━━ Source data

PR #1798, opened 2018-03-01
Fix guest icon being shown for users in non-team group

typfel:
### Issues

When team user is added to non-team group he would see all participants as guests.

### Causes

Guest icon logic was not taking the conversation into account.

### Solutions

Use the `isGuest(_ in: ZMConversation)` function to determine if a group participant is a guest.


mikeger:
@typfel conflict 🙉

PR #1802, opened 2018-03-02
Show badges in group participants avatars

typfel:
## What's new in this PR?

Show badges in group participants avatars


typfel:
@mikeger not yet, I'll add one.

PR #1805, opened 2018-03-02
All titles in settings navigation controllers are now uppercase

nicorsm:
## What's new in this PR?

All navigation titles in Settings view controllers are now uppercase. The only leftover is the default Edit/Done button in Devices list provided by `UITableView`.

### DIFF
--- a/Wire-iOS/Sources/UserInterface/Settings/SettingsTableViewController.swift
+++ b/Wire-iOS/Sources/UserInterface/Settings/SettingsTableViewController.swift
@@ -151,7 +151,7 @@ class SettingsTableViewController: SettingsBaseTableViewController {
     required init(group: SettingsInternalGroupCellDescriptorType) {
         self.group = group
         super.init(style: group.style == .plain ? .plain : .grouped)
-        self.title = group.title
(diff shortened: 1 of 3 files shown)


Wire-iOS/Sources/UserInterface/Settings/SettingsTableViewController.swift
```diff
@@ -151,7 +151,7 @@ class SettingsTableViewController: SettingsBaseTableViewController {
     required init(group: SettingsInternalGroupCellDescriptorType) {
         self.group = group
         super.init(style: group.style == .plain ? .plain : .grouped)
-        self.title = group.title
+        self.title = group.title.uppercased()
```
typfel: maybe localised uppercase?

nicorsm: Titles should be already provided with the proper localization, I'll check.

nicorsm: Confirmed, titles are already localised.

━━━━

What to produce: Only a number is expected here: the count of lines in the records above that include the word "shown".

Worked solution: 2